Search the listing below, and show each line that includes the word "build".
/---
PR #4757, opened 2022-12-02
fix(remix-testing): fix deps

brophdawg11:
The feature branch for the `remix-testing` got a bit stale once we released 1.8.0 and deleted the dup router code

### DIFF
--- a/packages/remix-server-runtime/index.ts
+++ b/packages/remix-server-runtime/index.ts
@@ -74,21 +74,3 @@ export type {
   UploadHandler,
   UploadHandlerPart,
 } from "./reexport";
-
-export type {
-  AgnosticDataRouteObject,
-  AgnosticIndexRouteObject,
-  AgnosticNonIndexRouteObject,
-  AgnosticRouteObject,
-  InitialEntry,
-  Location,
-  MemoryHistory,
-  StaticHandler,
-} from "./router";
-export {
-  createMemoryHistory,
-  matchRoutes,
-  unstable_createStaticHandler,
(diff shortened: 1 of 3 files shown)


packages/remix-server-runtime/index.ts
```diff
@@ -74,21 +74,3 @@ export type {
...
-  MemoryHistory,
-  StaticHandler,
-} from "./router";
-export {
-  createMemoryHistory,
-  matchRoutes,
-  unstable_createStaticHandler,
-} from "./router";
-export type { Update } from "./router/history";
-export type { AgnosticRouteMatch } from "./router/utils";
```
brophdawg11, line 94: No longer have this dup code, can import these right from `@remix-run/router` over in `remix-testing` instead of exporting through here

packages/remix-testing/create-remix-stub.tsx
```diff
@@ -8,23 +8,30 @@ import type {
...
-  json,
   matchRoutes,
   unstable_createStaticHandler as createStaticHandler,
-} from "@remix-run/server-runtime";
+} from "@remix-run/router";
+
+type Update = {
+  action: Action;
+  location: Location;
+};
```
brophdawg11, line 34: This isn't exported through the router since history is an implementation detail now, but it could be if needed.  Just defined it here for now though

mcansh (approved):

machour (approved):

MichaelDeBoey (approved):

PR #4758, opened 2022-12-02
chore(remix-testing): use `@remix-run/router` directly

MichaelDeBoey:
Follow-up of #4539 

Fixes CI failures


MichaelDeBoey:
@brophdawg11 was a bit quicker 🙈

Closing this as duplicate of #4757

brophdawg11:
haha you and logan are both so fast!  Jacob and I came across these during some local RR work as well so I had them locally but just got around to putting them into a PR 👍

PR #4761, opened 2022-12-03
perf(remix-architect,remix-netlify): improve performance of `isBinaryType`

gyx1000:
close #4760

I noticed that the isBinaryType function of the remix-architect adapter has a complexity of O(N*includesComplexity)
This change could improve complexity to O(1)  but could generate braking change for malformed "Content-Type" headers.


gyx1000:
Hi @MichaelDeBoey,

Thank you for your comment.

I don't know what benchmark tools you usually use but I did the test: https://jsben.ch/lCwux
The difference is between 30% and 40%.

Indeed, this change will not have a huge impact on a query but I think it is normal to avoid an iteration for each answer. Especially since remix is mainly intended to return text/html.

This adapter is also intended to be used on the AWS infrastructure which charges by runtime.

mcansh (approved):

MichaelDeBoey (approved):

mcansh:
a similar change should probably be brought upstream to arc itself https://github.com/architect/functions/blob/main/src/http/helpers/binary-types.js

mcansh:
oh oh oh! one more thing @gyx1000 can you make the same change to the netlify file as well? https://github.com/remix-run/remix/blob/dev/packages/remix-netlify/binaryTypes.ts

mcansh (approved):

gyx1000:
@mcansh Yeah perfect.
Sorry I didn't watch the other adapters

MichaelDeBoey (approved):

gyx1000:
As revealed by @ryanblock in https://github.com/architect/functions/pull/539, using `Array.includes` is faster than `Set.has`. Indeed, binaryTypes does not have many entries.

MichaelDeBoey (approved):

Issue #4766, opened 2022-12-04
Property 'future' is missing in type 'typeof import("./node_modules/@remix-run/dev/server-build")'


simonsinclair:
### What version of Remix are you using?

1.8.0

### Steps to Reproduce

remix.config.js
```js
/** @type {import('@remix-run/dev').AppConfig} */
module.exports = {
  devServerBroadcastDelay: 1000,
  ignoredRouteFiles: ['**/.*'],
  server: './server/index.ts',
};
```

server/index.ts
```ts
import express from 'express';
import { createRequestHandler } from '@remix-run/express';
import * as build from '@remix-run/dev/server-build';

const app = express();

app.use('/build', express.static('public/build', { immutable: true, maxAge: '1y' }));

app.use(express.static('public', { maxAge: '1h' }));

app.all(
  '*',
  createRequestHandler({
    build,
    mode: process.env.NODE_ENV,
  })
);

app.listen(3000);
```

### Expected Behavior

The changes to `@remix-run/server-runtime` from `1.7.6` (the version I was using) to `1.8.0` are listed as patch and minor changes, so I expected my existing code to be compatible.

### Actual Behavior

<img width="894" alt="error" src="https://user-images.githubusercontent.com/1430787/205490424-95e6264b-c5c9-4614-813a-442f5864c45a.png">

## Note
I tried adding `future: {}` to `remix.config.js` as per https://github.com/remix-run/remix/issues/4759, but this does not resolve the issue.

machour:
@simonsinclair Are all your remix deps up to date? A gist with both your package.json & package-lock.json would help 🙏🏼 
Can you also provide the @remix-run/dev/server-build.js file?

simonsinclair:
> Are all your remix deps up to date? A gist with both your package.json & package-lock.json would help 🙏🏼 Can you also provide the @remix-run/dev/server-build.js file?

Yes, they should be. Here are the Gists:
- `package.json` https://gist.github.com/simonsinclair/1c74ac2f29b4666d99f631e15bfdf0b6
\---
__Written reply__
Property 'future' is missing in type 'typeof import("./node_modules/@remix-run/dev/server-build")'
import * as build from '@remix-run/dev/server-build';
app.use('/build', express.static('public/build', { immutable: true, maxAge: '1y' }));
    build,
Can you also provide the @remix-run/dev/server-build.js file?
> Are all your remix deps up to date? A gist with both your package.json & package-lock.json would help 🙏🏼 Can you also provide the @remix-run/dev/server-build.js file?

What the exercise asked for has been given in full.